(Aim of the exercise):
Output all of the entries exactly as written.

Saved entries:

PR #431, opened 2024-01-11
build: bump docker image deps

trentm:
- alpine 3.16.3 -> 3.16.8
- ensure that the release workflow gets the latest Go version, else it might get a not-quite-latest in a tool cache

### DIFF
--- a/.github/workflows/release.yml
+++ b/.github/workflows/release.yml
@@ -24,6 +24,7 @@ jobs:
       - uses: actions/setup-go@v5
         with:
           go-version-file: 'go.mod'
+          check-latest: true
       - uses: docker/setup-qemu-action@v3
         with:
           platforms: linux/arm64, linux/amd64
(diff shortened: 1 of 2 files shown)


trentm:
Alpine 3.16.8 currently has no vulns: https://hub.docker.com/layers/library/alpine/3.16.8/images/sha256-ca452b8ab373e6de9c39d030870a52b8f0d3a9cf998c43183fd114660ae96330?context=explore
Another option would be to update to the latest Alpine 3.19, but I opted not to, because I think that we'd possibly want to do some more manual testing if doing that. I'm sure it would be fine, but still.

I added the "check-latest: true" to the release workflow because I noticed that the run for the last release (https://github.com/elastic/apm-aws-lambda/actions/runs/6542530791/job/17765697669) picked `go1.21.1` even though it ran on Oct 16, 2023 -- after go1.21.3 had been released (https://go.dev/doc/devel/release#go1.21.minor).

PR #434, opened 2024-01-22
feat: add `ELASTIC_APM_LAMBDA_DISABLE_LOGS_API` env var to disable logs api

kruskall:
Add flag to disable Logs API dubscription: `ELASTIC_APM_LAMBDA_DISABLE_LOGS_API`

Mostly for debugging. It should be tested before being documented as it's currently logging a warning on each event.

### DIFF
--- a/main.go
+++ b/main.go
@@ -47,7 +47,8 @@ func main() {
 		app.WithAWSConfig(cfg),
 	}
 
-	if os.Getenv("ELASTIC_APM_LAMBDA_DISABLE_LOGS_API") == "true" {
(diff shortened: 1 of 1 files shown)


main.go
```diff
@@ -47,6 +47,10 @@ func main() {
 		app.WithAWSConfig(cfg),
 	}
 
+	if os.Getenv("ELASTIC_APM_LAMBDA_DISABLE_LOGS_API") == "true" {
```
carsonip, line 50: Should we use `strconv.ParseBool(...)` to be consistent with ELASTIC_APM_LAMBDA_CAPTURE_LOGS?

carsonip (approved):
thanks!

Issue #462, opened 2024-04-25
Lambda Layer appears to have been made unavailable


alexander-chi:
**APM AWS Lambda extensiom version** (`apm-aws-lambda version`):
arn:aws:lambda:eu-west-2:267093732750:layer:elastic-apm-extension-ver-1-5-3-x86_64:1

**Describe the bug**
When deploying functions using the above layer, we now receive the following error:

Resource handler returned message: "Layer version arn:aws:lambda:eu-west-2:267093732750:layer:elastic-apm-extension-ver-1-5-3-x86_64:1 does not exist. (Service: Lambda, Status Code: 400

**To Reproduce**
1. Deploy a function using the above lambda layer using CDK

**Expected behavior**
The layer in the release notes should exists

**Provide logs (if relevant)**:

Gawne:
We've noticed this and it's causing issues with production workloads. It's still in Elastic docs - https://www.elastic.co/guide/en/apm/agent/python/current/lambda-support.html

andrewbwhittle:
Same here.

alexander-chi:
The quick fix for us has been to just drop the layers all together and revert to calling APM start

alexander-chi:
It also appears that the 1.5.2 layers are still available, so reverting to those also works

dmathieu:
Thank you for reporting this.
It appears we had some workflow issues, where the release process ran again on newer commits, which deleted the layer and broke your versions.

Unfortunately, due to how lambda's releases work, we cannot fix the 1.5.3 layer, as any new layer would be tagged version 2.
We are contacting AWS's support to try undeleting the layer, but there's no guarantee they can do that.

So we have decided to release [1.5.4](https://github.com/elastic/apm-aws-lambda/releases/tag/v1.5.4) on 1980cea1de80bce1b1c93bd1d1eaf8eca4f9b13d, the same commit as 1.5.3.
So upgrading should be a noop and allow a fix of the layers.

Please let us know if that does fix your issue.

Gawne:
Thanks for the update @dmathieu. We'll upgrade and let you know how it goes

PR #463, opened 2024-04-26
Allow running release job with workflow_dispatch

dmathieu:
So we can rerun the release workflow against the proper tag, and fix the issue in #462.


dmathieu:
It seems opening PRs against forks isn't supported on this repository.
I don't have the permission to push a branch directly to the repo though.

PR #466, opened 2024-04-26
github-action: avoid release if github release already exists

v1v:
### What

If a github release exists, then it fails. Avoid rerunning the workflow since AWS lambdas are immutable and their versions are bumped if created a new one.

### Why
This should avoid the [edge case](https://github.com/elastic/apm-aws-lambda/issues/462) that a GitHub workflow was triggered accidentally and remove the lambdas.

### Test

image

### Further details

> github.ref_name	string	The short ref name of the branch or tag that triggered the workflow run. This value matches the branch or tag name shown on GitHub. For example, feature-branch-1.
For pull requests, the format is <pr_number>/merge.

### DIFF
--- a/.github/workflows/release.yml
+++ b/.github/workflows/release.yml
@@ -22,6 +22,14 @@ jobs:
       - uses: actions/checkout@v4
         with:
           fetch-depth: 0
+
+      - name: Validate tag does not exist on current commit
+        run: |
+          if [ $(git tag -l "${{ github.ref_name }}") ]; then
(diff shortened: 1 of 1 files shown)


dmathieu (dismissed):

reakaleek (dismissed):

dmathieu:
Won't the tag always already exist, since this action is triggered by its creation?

dmathieu (approved):

PR #510, opened 2024-07-25
fix: only flush logs if logs collection is enabled

kruskall:
If logs collection is disabled or logs subscription failed then `logsClient` is nil

### DIFF
--- a/app/run.go
+++ b/app/run.go
@@ -219,7 +219,6 @@ func (app *App) processEvent(
 		}()
 	} else {
 		app.logger.Warn("Logs collection not started due to earlier subscription failure")
-		close(logProcessingDone)
 	}
 
 	// Calculate how long to wait for a runtimeDoneSignal or AgentDoneSignal signal


rockdaboot:
LGTM, but can you also add a test for when there is no log collection?

app/run.go
```diff
@@ -96,8 +96,10 @@ func (app *App) Run(ctx context.Context) error {
 			backgroundDataSendWg.Wait()
 			if event.EventType == extension.Shutdown {
 				app.logger.Infof("Exiting due to shutdown event with reason %s", event.ShutdownReason)
-				// Flush buffered logs if any
-				app.logsClient.FlushData(ctx, event.RequestID, event.InvokedFunctionArn, app.apmClient.LambdaDataChannel, true)
+				if app.logsClient != nil {
```
rockdaboot, line 99: Alternatively, check `lc` for nil in `FlushData` and return early (slightly reduces number of lines changed).

rockdaboot (approved):

PR #511, opened 2024-07-25
test: create a new bytes reader instead of sharing bytes buffer

kruskall:
http requests are sharing a bytes buffer causing the request to fail with

Post "http://localhost:39859/intake/v2/events": http: ContentLength=1082 with Body length 0

Update test to create a bytes reader for each request and check the error to avoid failing silently.
Close the response body to avoid leaks or leaving the client in a bad state.


rockdaboot (approved):
LGTM

PR #524, opened 2024-07-31
test: Use automatically created GITHUB_TOKEN for smoketest

rockdaboot:
This hopefully fixes the error from `gh` in the smoketest:
```
Program: ./get_username.sh
Error Message: gh: Resource not accessible by integration (HTTP 403)
```

### DIFF
--- a/.github/workflows/smoke-tests.yml
+++ b/.github/workflows/smoke-tests.yml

(Answer to this exercise):
PR #431, opened 2024-01-11
build: bump docker image deps

trentm:
- alpine 3.16.3 -> 3.16.8
- ensure that the release workflow gets the latest Go version, else it might get a not-quite-latest in a tool cache

### DIFF
--- a/.github/workflows/release.yml
+++ b/.github/workflows/release.yml
@@ -24,6 +24,7 @@ jobs:
       - uses: actions/setup-go@v5
         with:
           go-version-file: 'go.mod'
+          check-latest: true
       - uses: docker/setup-qemu-action@v3
         with:
           platforms: linux/arm64, linux/amd64
(diff shortened: 1 of 2 files shown)


trentm:
Alpine 3.16.8 currently has no vulns: https://hub.docker.com/layers/library/alpine/3.16.8/images/sha256-ca452b8ab373e6de9c39d030870a52b8f0d3a9cf998c43183fd114660ae96330?context=explore
Another option would be to update to the latest Alpine 3.19, but I opted not to, because I think that we'd possibly want to do some more manual testing if doing that. I'm sure it would be fine, but still.

I added the "check-latest: true" to the release workflow because I noticed that the run for the last release (https://github.com/elastic/apm-aws-lambda/actions/runs/6542530791/job/17765697669) picked `go1.21.1` even though it ran on Oct 16, 2023 -- after go1.21.3 had been released (https://go.dev/doc/devel/release#go1.21.minor).

PR #434, opened 2024-01-22
feat: add `ELASTIC_APM_LAMBDA_DISABLE_LOGS_API` env var to disable logs api

kruskall:
Add flag to disable Logs API dubscription: `ELASTIC_APM_LAMBDA_DISABLE_LOGS_API`

Mostly for debugging. It should be tested before being documented as it's currently logging a warning on each event.

### DIFF
--- a/main.go
+++ b/main.go
@@ -47,7 +47,8 @@ func main() {
 		app.WithAWSConfig(cfg),
 	}
 
-	if os.Getenv("ELASTIC_APM_LAMBDA_DISABLE_LOGS_API") == "true" {
(diff shortened: 1 of 1 files shown)


main.go
```diff
@@ -47,6 +47,10 @@ func main() {
 		app.WithAWSConfig(cfg),
 	}
 
+	if os.Getenv("ELASTIC_APM_LAMBDA_DISABLE_LOGS_API") == "true" {
```
carsonip, line 50: Should we use `strconv.ParseBool(...)` to be consistent with ELASTIC_APM_LAMBDA_CAPTURE_LOGS?

carsonip (approved):
thanks!

Issue #462, opened 2024-04-25
Lambda Layer appears to have been made unavailable


alexander-chi:
**APM AWS Lambda extensiom version** (`apm-aws-lambda version`):
arn:aws:lambda:eu-west-2:267093732750:layer:elastic-apm-extension-ver-1-5-3-x86_64:1

**Describe the bug**
When deploying functions using the above layer, we now receive the following error:

Resource handler returned message: "Layer version arn:aws:lambda:eu-west-2:267093732750:layer:elastic-apm-extension-ver-1-5-3-x86_64:1 does not exist. (Service: Lambda, Status Code: 400

**To Reproduce**
1. Deploy a function using the above lambda layer using CDK

**Expected behavior**
The layer in the release notes should exists

**Provide logs (if relevant)**:

Gawne:
We've noticed this and it's causing issues with production workloads. It's still in Elastic docs - https://www.elastic.co/guide/en/apm/agent/python/current/lambda-support.html

andrewbwhittle:
Same here.

alexander-chi:
The quick fix for us has been to just drop the layers all together and revert to calling APM start

alexander-chi:
It also appears that the 1.5.2 layers are still available, so reverting to those also works

dmathieu:
Thank you for reporting this.
It appears we had some workflow issues, where the release process ran again on newer commits, which deleted the layer and broke your versions.

Unfortunately, due to how lambda's releases work, we cannot fix the 1.5.3 layer, as any new layer would be tagged version 2.
We are contacting AWS's support to try undeleting the layer, but there's no guarantee they can do that.

So we have decided to release [1.5.4](https://github.com/elastic/apm-aws-lambda/releases/tag/v1.5.4) on 1980cea1de80bce1b1c93bd1d1eaf8eca4f9b13d, the same commit as 1.5.3.
So upgrading should be a noop and allow a fix of the layers.

Please let us know if that does fix your issue.

Gawne:
Thanks for the update @dmathieu. We'll upgrade and let you know how it goes

PR #463, opened 2024-04-26
Allow running release job with workflow_dispatch

dmathieu:
So we can rerun the release workflow against the proper tag, and fix the issue in #462.


dmathieu:
It seems opening PRs against forks isn't supported on this repository.
I don't have the permission to push a branch directly to the repo though.

PR #466, opened 2024-04-26
github-action: avoid release if github release already exists

v1v:
### What

If a github release exists, then it fails. Avoid rerunning the workflow since AWS lambdas are immutable and their versions are bumped if created a new one.

### Why
This should avoid the [edge case](https://github.com/elastic/apm-aws-lambda/issues/462) that a GitHub workflow was triggered accidentally and remove the lambdas.

### Test

image

### Further details

> github.ref_name	string	The short ref name of the branch or tag that triggered the workflow run. This value matches the branch or tag name shown on GitHub. For example, feature-branch-1.
For pull requests, the format is <pr_number>/merge.

### DIFF
--- a/.github/workflows/release.yml
+++ b/.github/workflows/release.yml
@@ -22,6 +22,14 @@ jobs:
       - uses: actions/checkout@v4
         with:
           fetch-depth: 0
+
+      - name: Validate tag does not exist on current commit
+        run: |
+          if [ $(git tag -l "${{ github.ref_name }}") ]; then
(diff shortened: 1 of 1 files shown)


dmathieu (dismissed):

reakaleek (dismissed):

dmathieu:
Won't the tag always already exist, since this action is triggered by its creation?

dmathieu (approved):

PR #510, opened 2024-07-25
fix: only flush logs if logs collection is enabled

kruskall:
If logs collection is disabled or logs subscription failed then `logsClient` is nil

### DIFF
--- a/app/run.go
+++ b/app/run.go
@@ -219,7 +219,6 @@ func (app *App) processEvent(
 		}()
 	} else {
 		app.logger.Warn("Logs collection not started due to earlier subscription failure")
-		close(logProcessingDone)
 	}
 
 	// Calculate how long to wait for a runtimeDoneSignal or AgentDoneSignal signal


rockdaboot:
LGTM, but can you also add a test for when there is no log collection?

app/run.go
```diff
@@ -96,8 +96,10 @@ func (app *App) Run(ctx context.Context) error {
 			backgroundDataSendWg.Wait()
 			if event.EventType == extension.Shutdown {
 				app.logger.Infof("Exiting due to shutdown event with reason %s", event.ShutdownReason)
-				// Flush buffered logs if any
-				app.logsClient.FlushData(ctx, event.RequestID, event.InvokedFunctionArn, app.apmClient.LambdaDataChannel, true)
+				if app.logsClient != nil {
```
rockdaboot, line 99: Alternatively, check `lc` for nil in `FlushData` and return early (slightly reduces number of lines changed).

rockdaboot (approved):

PR #511, opened 2024-07-25
test: create a new bytes reader instead of sharing bytes buffer

kruskall:
http requests are sharing a bytes buffer causing the request to fail with

Post "http://localhost:39859/intake/v2/events": http: ContentLength=1082 with Body length 0

Update test to create a bytes reader for each request and check the error to avoid failing silently.
Close the response body to avoid leaks or leaving the client in a bad state.


rockdaboot (approved):
LGTM

PR #524, opened 2024-07-31
test: Use automatically created GITHUB_TOKEN for smoketest

rockdaboot:
This hopefully fixes the error from `gh` in the smoketest:
```
Program: ./get_username.sh
Error Message: gh: Resource not accessible by integration (HTTP 403)
```

### DIFF
--- a/.github/workflows/smoke-tests.yml
+++ b/.github/workflows/smoke-tests.yml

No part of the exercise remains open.